Hello bioBakery forum,
I tried to use Kneaddata to remove rRNA in my metatranscriptome data and realized rRNA was not matched to SILVA database I downloaded from the kneaddata manual.
After discussion in the bioBakery course with Curtis and did some digging in the manual and tutorial, I found out two potential following issues.
I used the
kneaddata_database --download ribosomal_RNA bowtie2 $DIRto download the SILVA database, it was 11G and downloaded as already bowtie2 built indexes (ends with .bt21). However, the Us were not converted to Ts from the direct download. I go further wanting to convert U and realized we have to convert it in the first step on the SILVA fasta files.
I then found there is a link to SILVA fasta file in the tutorial page
http://huttenhower.sph.harvard.edu/kneadData_databases/SILVA_128_LSUParc_SSUParc_ribosomal_RNA_v0.1.tar.gzI wget the link, but the page was not found.

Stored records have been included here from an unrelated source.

PR #3009, opened 2023-08-16
Fix the Alpine/edge FTBFS

AlanGriffiths:
Alpine/edge has dropped the mmap64 symbol that previously existed "everywhere"

### DIFF
--- a/tests/mir_test_framework/mmap_wrapper.cpp
+++ b/tests/mir_test_framework/mmap_wrapper.cpp
@@ -61,6 +61,14 @@ void* mmap(void *addr, size_t length, int prot, int flags, int fd, off_t offset)
     void* (*real_mmap)(void *addr, size_t length, int prot, int flags, int fd, off_t offset);
     *(void **)(&real_mmap) = dlsym(RTLD_NEXT, real_mmap_symbol_name());
 
+#if _FILE_OFFSET_BITS == 64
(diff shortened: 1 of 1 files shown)


AlanGriffiths:
Beyond the FTBFS, I am a bit puzzled by this code (maybe I once knew, but have forgotten):

1. do we need to resolve the forwarding on every call? Or could we cache the result?
2. What is the advantage of forwarding to mmap64?

RAOF (approved):
I'd mildly prefer to fix `real_mmap_symbol_name()` to return the real mmap symbol name, but a half-hour's browse of POSIX standards has left me no closer to understanding *when* `mmap64` is expected to exist.

I've tried a different approach in #3011 that I'd be happier with, but apparently my happiness correlates with failure on armhf, so is not a good indicator :woman_facepalming: 

> do we need to resolve the forwarding on every call? Or could we cache the result?

We do not; we *could* cache the result. This code doesn't, because this is not performance-critical and caching adds an extra thing that might (although, almost certainly won't) go wrong.

> What is the advantage of forwarding to mmap64?

It *used* to be the case that `mmap64` was the *only* symbol that existed on 64-bit platforms; `mmap` was implemented as `#define mmap mmap64`, which `dlsym` obviously can't do anything useful with.

I'm still a *little* concerned that this will come back to bite us - the failure mode for picking the wrong `mmap` symbol is that *sometimes* things die in apparently-impossible ways on *some* builds, maybe - but I can't think of a better option. :woman_shrugging:

PR #3010, opened 2023-08-16
Release 2.15.0

Saviq:


AlanGriffiths:
You also need to bump MIR_VERSION_MINOR

AlanGriffiths:
Also, we talked about bumping the libmiral ABI (which could also be an opportunity to drop some deprecated symbols)

Saviq (commented):
This is good to go.

The actual merge into main will look like this:

https://github.com/MirServer/mir/compare/main-with-2.15?expand=1

AlanGriffiths (approved):

PR #3011, opened 2023-08-22
tests: Fix detection of real mmap symbol

RAOF:
For hysterical raisins glibc `#define mmap mmap64`s, which means attempting to `dlsym(..., "mmap")` fails, because "mmap" isn't a real function.

Conversely, musl libc does not define `mmap64` *at all* anymore, so we can't just `dlsym(..., "mmap64")`.

Instead of trying to guess which symbol really exists, just get the preprocessor to expand that out for us and use *that*.

Fixes FTBFS on Alpine edge (alternative to #3009)


AlanGriffiths (approved):
Looks good, but I see mir_umock_unit_tests.UdevWrapperDeathTest.* failing unexpectedly. Looks like Chris re-ran that, so will discuss before landing

PR #3016, opened 2023-08-23
snap: fix multi arch matrix

Saviq:
And fix indentation.

### DIFF
--- a/.github/workflows/snap.yml
+++ b/.github/workflows/snap.yml
@@ -49,6 +49,11 @@ jobs:
     strategy:
       fail-fast: false
       matrix:
+        snap:
+        - MirServer/mir-test-tools
+        - MirServer/confined-shell-wip
+        - MirServer/ubuntu-frame
+        - Miriway/Miriway
         architecture:
         - amd64
         - armhf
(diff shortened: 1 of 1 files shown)


.github/workflows/snap.yml
```diff
@@ -49,10 +49,15 @@ jobs:
     strategy:
       fail-fast: false
       matrix:
+        snap:
+        - MirServer/mir-test-tools
+        - MirServer/confined-shell-wip
+        - MirServer/ubuntu-frame
+        - Miriway/Miriway
```
AlanGriffiths, line 56: I'm not sure of the significance of this. These snaps are already listed under `include` (with additional `track` and `review-opts` fields

Saviq: That's [the correct way](https://docs.github.com/en/actions/using-jobs/using-a-matrix-for-your-jobs#expanding-or-adding-matrix-configurations) to actually have a product of the two. The `include` ones end up as annotations, in a way, matched by the common keys.

So it first goes and makes a product of `architectures` × `snaps` and then annotates the jobs with values from `include`, where `snap` matches.

Compare the jobs ran now vs. previously:

https://github.com/MirServer/mir/actions/runs/5944659782

AlanGriffiths (approved):
OK, that makes sense

PR #3020, opened 2023-08-25
CI/snaps: Bump timeout for building mir-libs.

RAOF:
armhf has consistently been *slightly* too slow to hit the 4hr(!) timeout we currently have.

Since this doesn't gate merging, bump it up to 6hrs to ensure people can test PR builds. Eventually.

### DIFF
--- a/.github/workflows/snap.yml
+++ b/.github/workflows/snap.yml
@@ -12,7 +12,7 @@ jobs:
   mir-libs:
     runs-on: ubuntu-latest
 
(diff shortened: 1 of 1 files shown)


Saviq (approved):
And just as you did that ;)

> succeeded … in 3h 30m 36s

But yeah, let's. I'll think of speeding this up somehow. May also want `fail-fast: false`, but that's a bit tricky with `needs: mir-libs` below anyway.

PR #3021, opened 2023-08-25
snap: try `remote-build` instead

Saviq:


RAOF (approved):
That is a *nice* increase in speed!

PR #3023, opened 2023-08-29
platform: Drop `NativeBuffer` detritus

RAOF:
Turns out there's *still* a bunch of only-used-by-mirclient detritus in the platform code. Remove this bit.


AlanGriffiths (approved):
I see red

PR #3026, opened 2023-08-29
ci: enable AddressSanitizer

Saviq:


mattkae:
## `Runner.register_signal_handler_before_setup_invokes_callback_after_setup`
I am 50% sure about this one, but I was able to fix it...

- We are passing a `std::initializer_list<int>` to `register_signal_handler` by rvalue
- We are most likely passing the values in this initializer list by reference, depending on the implementation
- _However_, this is only a problem if we use it before we call `miral::TestServer::SetUp()`. This is because `SetUp` _also_ registers a signal in `mir::run_mir`, which somehow results in a copy

I don't know why this all happens, but I will investigate deeper later

mattkae:
## `UdevWrapperDeathTest.DereferencingEndReturnsInvalidObject` && `UdevWrapperDeathTest.MemberDereferenceOfEndDies`

In both cases, these are because of "The signal is caused by a READ memory access". I am 90% sure that the point of these tests is to have a bad memory access. @Saviq Is there a way to silence asan in these instances?

mattkae:
## `FullProbeStack.select_display_modules_loads_all_available_hardware_when_no_nested`
- This one is a simple case of loading `stub_input_platform.cpp` twice, leading the static members on `StubInputPlatform` to be defined twice

mattkae:
## `TextInputV2WithInputMethodV1Test.input_method_can_set_modifiers_map`
That was a bug! The modifiers were being used after they were freed, since that resource isn't trivialyl copyable. It got released, and then we tried to use it later on in another thread

mattkae:
@AlanGriffiths Requesting you as a reviewer here since I modified some C++ stuff in a way that you  might be interested in

mattkae:
Ah it's breaking again :thinking:

mattkae:
## FullProbeStack.* and InputPlatformProbe.*
These are failing (surprisingly only on clang) because `mirplatforminputevdevobjects` is getting loaded twice (once it is linked to at build time, the other time it is getting loaded dynamically).

tests/include/mir_test_framework/stub_input_platform.h
```diff
@@ -49,18 +60,16 @@ class StubInputPlatform : public mir::input::Platform
...
+    void unregister_dispatchable(std::shared_ptr<mir::dispatch::Dispatchable> const& queue);
 
 private:
     std::shared_ptr<mir::dispatch::MultiplexingDispatchable> const platform_dispatchable;
     std::shared_ptr<mir::dispatch::ActionQueue> const platform_queue;
     std::shared_ptr<mir::input::InputDeviceRegistry> const registry;
-    static std::atomic<StubInputPlatform*> stub_input_platform;
-    static std::vector<std::weak_ptr<mir::input::InputDevice>> device_store;
-    static std::mutex device_store_guard;
+    std::shared_ptr<DeviceStore> const device_store;
```
AlanGriffiths, line 72: Would an alternative design be to move these static data members to namespace scope in the implementation file?

AlanGriffiths (changes requested):
Mostly, I don't like the input hub rework.

Classes that own resources (`wl_array*` in this case) should only manage that resource & data members should handle their own copy/assign semantics

src/include/server/mir/scene/text_input_hub.h
```diff
@@ -105,6 +106,53 @@ struct TextInputChange
...
+            wl_array_release(modifier_map.value());
+            modifier_map = std::nullopt;
+        }
+
+        auto copy = new wl_array();
+        wl_array_init(copy);
+        wl_array_copy(copy, map);
+        modifier_map = copy;
+    }
+
```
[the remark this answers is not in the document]
mattkae: That is the better idea that I was looking for! I felt the same way, but did not think of this

tests/include/mir_test_framework/stub_input_platform.h
mattkae: Good question. Let me know if I'm right in my understanding as to why that won't work. 

The problem there would be that we'd have two symbols included from different sources. The test code still needs to access the `StubInputPlatform` symbol _and_ it needs to load the dynamic library at runtime. Hence, if we included a `static` variable in the `StubInputPlatform`, we would be declaring it twice.

Does that check out for you too?

AlanGriffiths: Which `StubInputPlatform` symbol?

Moving the statics means there is, for example, no `StubInputPlatform::stub_input_platform` symbol. Just a local symbol in the implementation file that can't be accessed from elsewhere

tests/unit-tests/test_udev_wrapper.cpp
```diff
@@ -318,6 +324,10 @@ typedef UdevWrapperTest UdevWrapperDeathTest;
 
 TEST_F(UdevWrapperDeathTest, DereferencingEndReturnsInvalidObject)
 {
+#if defined(__SANITIZE_ADDRESS__)
+    (void)udev_environment;
+    (void)KilledByInvalidMemoryAccess;
+#else
```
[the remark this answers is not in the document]
mattkae: Yeah I think so too. I wonder if I could disable them in a smarter way globally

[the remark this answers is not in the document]
AlanGriffiths: 1. Have a `gtest_filter` list to exclude from the run
2. Move them to a separate file (or files) and don't build them

tests/include/mir_test_framework/stub_input_platform.h
mattkae: Hmm I guess you're right there! It should be okay, I will try that

src/include/server/mir/scene/text_input_hub.h
```diff
@@ -97,6 +98,48 @@ struct TextInputState
...
+    CopyableWlArray(CopyableWlArray const& other)
+        : data_{copy(other.data_)}
+    {
+    }
+
+    CopyableWlArray& operator=(CopyableWlArray const& other)
+    {
+        data_ = copy(other.data_);
+        return *this;
+    }
```
AlanGriffiths, line 118: This leaks `data_`. The canonical form of assignment is:
```suggestion
    CopyableWlArray& operator=(CopyableWlArray other)
    {
        std::swap(data, other.data);
        return *this;
    }
```

tests/include/mir_test_framework/stub_input_platform.h
mattkae: Ah nevermind. What about the static methods:

```c++
static void add(std::shared_ptr<mir::input::InputDevice> const& dev);
    static void remove(std::shared_ptr<mir::input::InputDevice> const& dev);
    static void register_dispatchable(std::shared_ptr<mir::dispatch::Dispatchable> const& queue);
    static void unregister_dispatchable(std::shared_ptr<mir::dispatch::Dispatchable> const& queue);
```

Those are public. I needed to move them into the `StubInputPlatformAccessor` to allow those who need it to include those symbols.

src/include/server/mir/scene/text_input_hub.h
```diff
@@ -97,6 +98,48 @@ struct TextInputState
...
+public:
+    explicit CopyableWlArray(wl_array* in_data)
+        : data_{copy(in_data)}
+    {
+    }
+
+    CopyableWlArray(CopyableWlArray const& other)
+        : data_{copy(other.data_)}
+    {
+    }
```
AlanGriffiths, line 112: This could be a forwarding constructor
```suggestion
    CopyableWlArray(CopyableWlArray const& other)
        : CopyableWlArray{other.data_}
    {
    }
```

src/include/server/mir/scene/text_input_hub.h
```diff
@@ -97,6 +98,48 @@ struct TextInputState
...
+    CopyableWlArray& operator=(CopyableWlArray const& other)
+    {
+        data_ = copy(other.data_);
+        return *this;
+    }
+
+    ~CopyableWlArray()
+    {
+        if (data_)
+            wl_array_release(data_);
```
AlanGriffiths, line 123: AFAICS, `data_ != nullptr` is an invariant. (There is no default constructor, and the converting constructor will crash if called with `nullptr)`

AlanGriffiths (changes requested):
Just simplifying CopyableWlArray

tests/include/mir_test_framework/stub_input_platform.h
AlanGriffiths: Remember, you don't need to change this, I was simply curious why this way

mattkae:
Trying to figure out why the asan_clang build works locally but fails in Github actions right now

tests/unit-tests/test_udev_wrapper.cpp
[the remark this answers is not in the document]
AlanGriffiths: For prior art see: https://github.com/canonical/mir/blob/605712f075587d06b3808cee98a350e9e4f98244/cmake/MirCommon.cmake#L76-L90

mattkae:
Got the build error:

```
[  7%] Building CXX object src/common/events/CMakeFiles/mirevents.dir/window_placement_event.cpp.o
cd /spread/mir/build-amd64/src/common/events && ccache /usr/bin/clang++ -DEGL_NO_X11 -DLTTNG_UST_HAVE_SDT_INTEGRATION -DMIR_LOG_COMPONENT_FALLBACK=\"mircommon\" -DMIR_USE_APPARMOR -DMIR_VERSION_MAJOR=2 -DMIR_VER
SION_MICRO=0 -DMIR_VERSION_MINOR=18 -D_FILE_OFFSET_BITS=64 -D_GNU_SOURCE -I/spread/mir/src/include/common -I/spread/mir/include/common -I/spread/mir/include/core -isystem /usr/include/libdrm -fpch-validate-input
-files-content -pthread -g -Wall -fno-strict-aliasing -pedantic -Wnon-virtual-dtor -Wextra -fPIC -Werror -Wno-mismatched-tags -Wno-psabi -std=c++23 -fsanitize=address -fno-omit-frame-pointer -MD -MT src/common/e
vents/CMakeFiles/mirevents.dir/window_placement_event.cpp.o -MF CMakeFiles/mirevents.dir/window_placement_event.cpp.o.d -o CMakeFiles/mirevents.dir/window_placement_event.cpp.o -c /spread/mir/src/common/events/w
indow_placement_event.cpp
make[2]: Leaving directory '/spread/mir/build-amd64'
`.text.asan.module_ctor.149' referenced in section `.init_array.1[asan.module_ctor.149]' of /tmp/lto-llvm-8df671.o: defined in discarded section `.text.asan.module_ctor.149[asan.module_ctor]' of /tmp/lto-llvm-8d
f671.o
`.text.asan.module_ctor.158' referenced in section `.init_array.1[asan.module_ctor.158]' of /tmp/lto-llvm-8df671.o: defined in discarded section `.text.asan.module_ctor.158[asan.module_ctor]' of /tmp/lto-llvm-8d
f671.o
`.text.asan.module_dtor.150' referenced in section `.fini_array.1[asan.module_dtor.150]' of /tmp/lto-llvm-8df671.o: defined in discarded section `.text.asan.module_dtor.150[asan.module_dtor]' of /tmp/lto-llvm-8d
f671.o
`.text.asan.module_dtor.159' referenced in section `.fini_array.1[asan.module_dtor.159]' of /tmp/lto-llvm-8df671.o: defined in discarded section `.text.asan.module_dtor.159[asan.module_dtor]' of /tmp/lto-llvm-8d
f671.o
[  7%] Built target wayland_generator_test_generated_files
clang++: error: linker command failed with exit code 1 (use -v to see invocation)
make[2]: *** [examples/client/CMakeFiles/mir_demo_client_mir_shell.dir/build.make:118: bin/mir_demo_client_mir_shell.bin] Error 1
make[2]: Leaving directory '/spread/mir/build-amd64'
make[1]: *** [CMakeFiles/Makefile2:5044: examples/client/CMakeFiles/mir_demo_client_mir_shell.dir/all] Error 2
make[1]: *** Waiting for unfinished jobs....
make[2]: Leaving directory '/spread/mir/build-amd64'
[  7%] Built target mirevents
make[1]: Leaving directory '/spread/mir/build-amd64'
make: *** [Makefile:149: all] Error 2

```

mattkae:
We get many spurious failures in the asan build due to some threading issues, which isn't great...

AlanGriffiths:
> We get many spurious failures in the asan build due to some threading issues, which isn't great...

If we identify threading issues in our code we should be fixing them

src/include/server/mir/scene/text_input_hub.h
```diff
@@ -97,6 +99,47 @@ struct TextInputState
...
+    static wl_array* copy(wl_array* in_data)
+    {
+        auto data = new wl_array();
+        wl_array_init(data);
+        wl_array_copy(data, in_data);
+        return data;
+    }
+
+    wl_array* data_;
+};
```
AlanGriffiths, line 141: This fails to delete `data_`, but the whole thing can be further simplfied...
```suggestion
class CopyableWlArray
{
public:
    explicit CopyableWlArray(wl_array const* in_data)
    {
        wl_array_init(&data_);
        wl_array_copy(&data_, const_cast<wl_array*>(in_data)); // wl_array_copy() doesn't mark source as const
    }

    CopyableWlArray(CopyableWlArray const& other)
        : CopyableWlArray{&other.data_}
    {
    }

    CopyableWlArray& operator=(CopyableWlArray other)
    {
        std::swap(data_, other.data_);
        return *this;
    }

    ~CopyableWlArray()
    {
        wl_array_release(&data_);
    }

    [[nodiscard]] wl_array* data() const
    {
        // Our generated `send_modifiers_map_event()` requires a non-const wl_array, so
        // this workaround may be the wrong thing
        return const_cast<wl_array*>(&data_);
    }

private:

    wl_array data_;
};
```

tests/unit-tests/test_udev_wrapper.cpp
```diff
@@ -26,11 +26,17 @@
 #include <poll.h>
 #include <sys/sysmacros.h>
 
+#if defined(__has_feature)
+#   if __has_feature(address_sanitizer) // for clang
+#       define __SANITIZE_ADDRESS__ // GCC already sets this
+#   endif
+#endif
+
```
AlanGriffiths, line 34: Rather than relying on a compiler specific macro with a reserved name and faking it on a different compiler, I'd prefer to deal with this in CMake. Either by supplying a `MIR_...` definition we control, or by having the affected code in a separate file that we can exclude from the build.

AlanGriffiths (changes requested):

AlanGriffiths (approved):
I'm not entirely sure about the StubInputPlatform rework.

The runner.cpp change is weird: the same incantation occurs in two other places and they are not changed.

But nothing I'll block on.

AlanGriffiths:
@mattkae I assume you are still investigating the ubuntu:asan_clang failure?

mattkae:
> @mattkae I assume you are still investigating the ubuntu:asan_clang failure?

Yup. Doesn't repro on my machine, testing some things out now

mattkae:
Fixed & Cleaned up the commits. Just waiting on one last check :crossed_fingers:

tests/include/mir/test/barrier.h
```diff
@@ -38,7 +38,7 @@ class Barrier
     void ready()
     {
         std::unique_lock lock(mutex);
-        if (--wait_threads)
+        if ((--wait_threads) > 0)
```
AlanGriffiths, line 41: You realise that's an implicit conversion of 0 to unsigned? That just makes the code confusing

mattkae: Oh whoops you are write!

Then I went to SILVA official website trying to find a database… there were many explanations but no direct download of the database. (I may missed it). I used this one
wget -O "silva-138-99-515-806-nb-classifier.qza" https://data.qiime2.org/2020.6/common/silva-138-99-515-806-nb-classifier.qzabefore for amplicon data, but it is not a fasta file.
I am just wondering could biobakery share an updated link to download SILVA rRNA reference database or direct me to a place to download? Then I can convert Us in the downloaded fasta, then bowtie2 build the SILVA rRNA database, then remove rRNA using KneadData in my metatranscriptome data. Alternatively, a direct download of the already bowtie2 built U converted SILVA rRNA would be great too.
I am also wondering the results only showed adapter removed and human transcriptome removed. The human genome removed did now show. Is that some problem with the bowtie2 build file or metatranscriptome will not match human genome(hg37dec_v0.1.1.bt2 etc)?